[[ Extracted information, beginning ]]
PR #163, opened 2019-09-20
Blood graph2

tommydcjung:


tommydcjung:
blood

tommydcjung:
fft

blood

mrutt92:
wow.

bornaehsani:
wow indeed, this is great work Tommy, thanks to both you and Bandhav! I will start trying it out soon!

drichmond:
Fascinating

tommydcjung:
also, refactored post_process_trace.py using the reusuable parsers.

taylor-bsg:
@tommydcjung Now that you know what kind of stalls there are a lot of of,
it makes sense for you to choose a color scheme that will better illuminate
what is going on. As you can tell, most of the common stalls currently have
a reddish, pink, or purple color. I would go select colors that are more
easy to differentiate. And also, I would make it so that programmer
correctable stalls stand out more than non-correctable ones.

It's also worth looking at the blood graph and making sure the processor is
doing what you expect it to in each of the phases of program execution. =)

PR #165, opened 2019-09-21
add enable signal for vcache tracer

tommydcjung:


drichmond:
Why is it no longer needed? (otherwise, looks good to me)

tommydcjung:
we used to have this to get the list of all the accessed address, so we can minimize the nbf file by reducing the tag initialization step. But since we moved on to DRAM mode, this is really not needed. maybe I should just give an option to disable this, since this might come useful for debugging later on.

tommydcjung:
But we want to be able to disable the tracing to speed up the simulation.

PR #167, opened 2019-09-30
Modified blood_graph to include lr_aq_stall and also fp_executed

bornaehsani:
- There are cases in the vanilla.log where both int_pc and fp_pc show BUBBLE, however a stall reason exists, such as LR_AQ and LOADWB stall. 
- Modified the code to first search for a stall reason, and if that doesn't exist it can search for int_pc and fp_pc and if none exist it can then depict BUBBLE.
- fp_executed wasn't included so I added that. 
- Made the LR_AQ stall color a little brighter (it was too heavy on the eyes)

### DIFF
--- a/software/py/blood_graph.py
+++ b/software/py/blood_graph.py
@@ -18,16 +18,17 @@
 #   {timestep}    time step in picosecond
 # 
 #   Color Code:  
-#   executed  = ffffff (white)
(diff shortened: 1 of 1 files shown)


bornaehsani:
Went Stale. New PR will come soon.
[[ Extracted information, end ]]
▶ Directions for this task
Retype the lines above without alteration. The first is the one containing "easy to differentiate.", and the last is the final line of the data.

▶ Answer
easy to differentiate. And also, I would make it so that programmer
correctable stalls stand out more than non-correctable ones.

It's also worth looking at the blood graph and making sure the processor is
doing what you expect it to in each of the phases of program execution. =)

PR #165, opened 2019-09-21
add enable signal for vcache tracer

tommydcjung:


drichmond:
Why is it no longer needed? (otherwise, looks good to me)

tommydcjung:
we used to have this to get the list of all the accessed address, so we can minimize the nbf file by reducing the tag initialization step. But since we moved on to DRAM mode, this is really not needed. maybe I should just give an option to disable this, since this might come useful for debugging later on.

tommydcjung:
But we want to be able to disable the tracing to speed up the simulation.

PR #167, opened 2019-09-30
Modified blood_graph to include lr_aq_stall and also fp_executed

bornaehsani:
- There are cases in the vanilla.log where both int_pc and fp_pc show BUBBLE, however a stall reason exists, such as LR_AQ and LOADWB stall. 
- Modified the code to first search for a stall reason, and if that doesn't exist it can search for int_pc and fp_pc and if none exist it can then depict BUBBLE.
- fp_executed wasn't included so I added that. 
- Made the LR_AQ stall color a little brighter (it was too heavy on the eyes)

### DIFF
--- a/software/py/blood_graph.py
+++ b/software/py/blood_graph.py
@@ -18,16 +18,17 @@
 #   {timestep}    time step in picosecond
 # 
 #   Color Code:  
-#   executed  = ffffff (white)
(diff shortened: 1 of 1 files shown)


bornaehsani:
Went Stale. New PR will come soon.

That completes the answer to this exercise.